PR #294, opened 2026-08-27
Keep request-scoped 4xx answers out of circuit-breaker accounting

### LINKED ISSUE #288: Duplicate-head 422 counts against the GitHub circuit breaker, so PR reuse can be blocked by the failures it exists to recover from

jlamoreaux:
## Summary

`createOrReusePR` treats a duplicate-head `422` as expected and recoverable — it falls through to a lookup that finds the existing PR and reuses it. But `request()` had already recorded that `422` as a circuit-breaker failure, and the reuse lookup goes through the same per-repository breaker. The mechanism that recovers from duplicate-head was counted as a failure by the mechanism that can block it.

This adds `isCircuitFailureStatus()`. The breaker is keyed **per repository**, so what it measures is whether that repository is reachable and usable. The policy follows from that:

| | Statuses | Why |
|---|---|---|
| **Counts** | transport errors, 5xx, rate limiting, `401`, `403`, `404`, `410` | The repository is unreachable, gone, or the credential cannot use it |
| **Neutral** | `400`, `409`, `422` | GitHub was reached, answered, and is describing *this request*. The caller interprets it. |

## Two things reviewers should weigh

**1. This is narrower than the issue's suggested policy, on purpose.** The issue proposes that 4xx responses generally should not count, and calls that the more durable shape. It is — but the literal reading collides with the breaker's own documented purpose. `isCircuitOpen`'s comment says it exists so that *"a repo that is gone, renamed, or whose token lost access"* is not rediscovered once per endpoint. Those are `404` and `401`/`403`. Excluding every 4xx would delete that behaviour, so `401`/`403`/`404` stay counted and a test now guards it. If maintainers prefer the literal reading, the change is one predicate — but `isCircuitOpen`'s doc comment would need updating to match.

**2. The issue's premise needs one refinement.** It says five duplicate-head `422`s "sequentially or concurrently" open the breaker. Sequentially, they do not: each round's reuse lookup returns `200`, and any success zeroes the consecutive-failure tally, so the count never climbs past one between rounds. I verified this — an early version of the regression test passed against the *unfixed* client for exactly that reason, which is what surfaced it.

The genuinely reachable shape is a duplicate-head `422` landing **on top of an existing failure run** against the same repository. The breaker is shared per repository, so any caller's failures count toward it — a burst of 404s from evaluation reporting leaves the breaker at 4, and the next promotion's `422` is failure #5. The lookup it recovers through is then short-circuited with `503`, and the promotion fails. That is what the headline test drives, and it is the case that fails without this fix.

The user-visible outcome and the fix are unchanged by this refinement; the trigger is somewhat narrower than the issue describes.

### Neutral, not success

A non-counting failure records neither outcome. Recording success would zero a genuine consecutive-failure run because one `422` landed in the middle of it, which is the opposite of what a consecutive counter is for. While half-open, skipping correctly leaves the breaker half-open — a probe that drew a request-scoped answer learned nothing about the repository.

### Explicitly not in scope

Threshold, cooldown, per-repository keying, and the half-open probe are unchanged. The duplicate-head candidate search (#290) and retry body settling (#289) are separate PRs.

## Related issues

Closes #288

## Type of change

- [x] Bug fix
- [ ] New feature
- [ ] Refactor / cleanup
- [ ] Documentation
- [ ] Other:

## How was this verified?

Five cases in `tests/github-client-circuit-breaker.test.ts`:

1. **Reuses on duplicate-head with the breaker one failure from opening** — the regression. Fails against the pre-fix client (`503`, circuit open); passes with the fix.
2. **A run of duplicate-head promotions never opens the breaker** — asserts two fetches per round throughout, so nothing was short-circuited.
3. **Repeated 404s still open the breaker** — guards the documented behaviour this PR deliberately preserves.
4. **A `422` is neutral, not a reset** — four genuine failures, then a `422`, then one more failure trips the threshold. Had the `422` cleared the tally, it would not.
5. **`422`s alone never open the breaker** — the caller always sees GitHub's `422`, never the breaker's `503`.

Cases 3 and 4 pass in both directions by design: they guard behaviour that must not change.

- [x] `npm test` — 2198 passed, 27 skipped, 0 failed (146 files)

## Checklist

- [x] Docs updated where the change makes them inaccurate — grepped `README.md`, `AGENTS.md`, `CONTRIBUTING.md` and `docs/` for circuit-breaker behaviour; the only descriptions are the JSDoc in `client.ts`, which this PR extends so the documented purpose and the code agree.

---

## Summary by CodeRabbit

- **Bug Fixes**
  - Improved circuit-breaker handling for expected GitHub responses.
  - Duplicate or validation-related responses no longer incorrectly open or alter repository circuit breakers.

● ● ● ●

→ **Task**
Each line of the data that contains "half" belongs in the answer.

→ **Result of this task**
A non-counting failure records neither outcome. Recording success would zero a genuine consecutive-failure run because one `422` landed in the middle of it, which is the opposite of what a consecutive counter is for. While half-open, skipping correctly leaves the breaker half-open — a probe that drew a request-scoped answer learned nothing about the repository.
Threshold, cooldown, per-repository keying, and the half-open probe are unchanged. The duplicate-head candidate search (#290) and retry body settling (#289) are separate PRs.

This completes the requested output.